Commenting on Leawood, Kansas-based Aratana's Q4 results, investment specialist William Blair said: "Compared with our estimates, Galliprant licensing and collaboration revenues and Nocita sales came in slightly ahead of our estimates, while Entyce sales were slightly below. In aggregate, we view the quarter as relatively in line with our estimates (when looking beyond a few unusual items) but we believe the big question mark continues to be the company’s need to raise additional cash at an already washed out stock price.

"We maintain our Outperform rating on Aratana given our view that the stock is well below the value of the lead products but acknowledge the near-term outlook could be challenged until the balance sheet is improved.

"Galliprant licensing and collaboration revenues of $1.5m exceeded our estimate by over $200,000, reflective of a step-up in sales and market penetration compared with the prior quarter. According to Aratana's partner Elanco, Galliprant sales reached $8m in the fourth quarter compared with $6m in the third quarter. This speaks to increased penetration in vet clinics and good reorder rates, in our view.

"Excluding the $1m one-time milestone received from Elanco in the third quarter, the licensing and collaboration fees increased roughly $300,000 sequentially. Galliprant was also approved for sale in Europe in January, so we are comfortable sales for this product should continue to move steadily higher during 2018.

"Entyce revenues of $1.3m came in below our $2.1m estimate but management noted that it doubled its target for vet clinic penetration in the product's first quarter since launch. Though we expect to decrease our 2018 revenue estimate following this quarter's performance, we still believe that the product has a nice long-term opportunity. We believe the ramp-up of Entyce revenues will be crucial to the company's ability to reach cash flow breakeven and the stock's ability to rebound."

Milestones and plans for 2018

In 2018, Aratana said it will focus on continuing to drive clinic placement while increasing clinics' use of Entyce.

The firm has made several other recent milestones, including commencing an extended field study at approximately two dozen veterinary oncology practice groups across the US for its canine osteosarcoma vaccine, which it received a conditional license for in December.

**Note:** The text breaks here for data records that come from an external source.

PR #3252, opened 2023-12-20
TASK: Correct Flow composer.json

kitsunet:
The upmerge commit 42e3fd7886d5bed317511a2046d4119867216923 wrongly overwrote major parts of Flows composer.json, introducing older versions of PHP and psr/log as well as removing dependencies on some other psr packages. This change corrects the issue and needs to be upmerged accordingly.

The changes were never merged into the collection composer.json so that the issue was not noticed in development environments.

### DIFF
--- a/Neos.Flow/composer.json
+++ b/Neos.Flow/composer.json
@@ -6,7 +6,7 @@
     "license": ["MIT"],
 
     "require": {
-        "php": "^7.3 || ^8.0",
+        "php": "^8.0",
 
         "ext-zlib": "*",
         "ext-SPL": "*",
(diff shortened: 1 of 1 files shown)


kitsunet:
Will merge without votes in 24h latest.

kitsunet:
Note if someone is following my footsteps, the update to psr/log came with 
https://github.com/neos/flow-development-collection/pull/2792

and if you look at the commit it is supposedly gone into 7.3.8 which would suggest that something was already wrong in the 7.3 branch, yet that is not true. 7.3.8 was a broken release it included stuff from the 8.0 branch. This was corrected in 7.3.9.
https://github.com/neos/flow-development-collection/blob/7.3.8/composer.json

Therefore this should be the origin of the misaligned versions and the place to fix it.

markusguenther (approved):
Sorry :/

dlubitz:
I was a bit confused, why the PR is against 8.0 instead 7.3. But Ok, in 7.3 we already fixed it, but never fixed it properly in 8.0.
See: 
* https://packagist.org/packages/neos/flow#8.0.7
* https://packagist.org/packages/neos/flow#8.0.8

So looks good to me!

dlubitz (approved):

ahaeslich:
thx @kitsunet for taking care 💖

PR #3254, opened 2023-12-23
TASK: Refactor and optimize of session data storage

### LINKED ISSUE #525: Optimize session cache data writes
Jira issue originally created by user @hlubek:

The session cache backend currently writes data back for every _access_ (including read-only requests) at the end of each request.

For Neos this involves the following keys (individual cache entries) for **each request** (also in the frontend), while having an active session:
- lastVisitedNode
- TYPO3_Flow_Security_Accounts
- TYPO3_Flow_Object_ObjectManager

We could greatly optimize I/O and cache file contention by checking on a cache frontend level if the data was actually changed. The idea is to store md5 sums of the data that was fetched (`get`) and comparing that on subsequent `set` operations and doing nothing if they are equal. Doing that on the frontend layer would not require an additional serialize call.

 Jira-URL: https://jira.neos.io/browse/FLOW-147

mficzel:
Before the SessionMetadata and SessionData was written with every request which caused network traffic, storage wear and also made race conditions much more likely when parallel requests changed session data. 

In total this can reduce the number of write operations on the Session caches by 80-90% removing storage and network load as those caches always are persistent and shared across clusters.

1. The improvements are on top of the Neos 9 already reducing the Flow_Session_Storage write load by not always storing the "lastVisitedNode" in the session.
2. The improvements mostly occur after sending the result "onShutdown" so this will not improve single requests but overall performance and number of parallel requests.

### Problem 

The session metadata (SessionId, StorageId, LastActivity .. ) is usually written at shutdown of every single request to the session metadata cache even when nothing changed. 

### Optimization 

This is optimized by the new setting `Neos.Flow.session.updateMetadataThreshold` that allows to configure the interval for updating the session metadata when nothing but the `lastActivityTimestamp` has changed. This removes lots of cache writes and avoids network traffic or storage wear. The session metadata is also converted to a single value object that combines SessionID, StorageID and lastActivityTimestamp.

It also submitted results to the US FDA's Center for Veterinary Medicine from both the pivotal safety and pivotal field effectiveness studies for AT-003 in cats for post-operative pain in 2017. The firm subsequently received the target animal safety technical section complete letter. If the effectiveness technical section is approved, Aratana expects to file the supplemental New Animal Drug Application (NADA) for AT-003 in the second quarter of 2018. If approved, the Nocita label would then be expanded to include cats.

Additionally, Aratana recently announced an R&D collaboration with AskAt. The collaboration includes an option agreement for multiple therapeutic candidates with potential in pain, allergy and cancer. The agreement includes exclusive worldwide rights to develop and commercialize AT-019, an EP4 receptor antagonist therapeutic candidate with potential in pain, inflammation and other indications.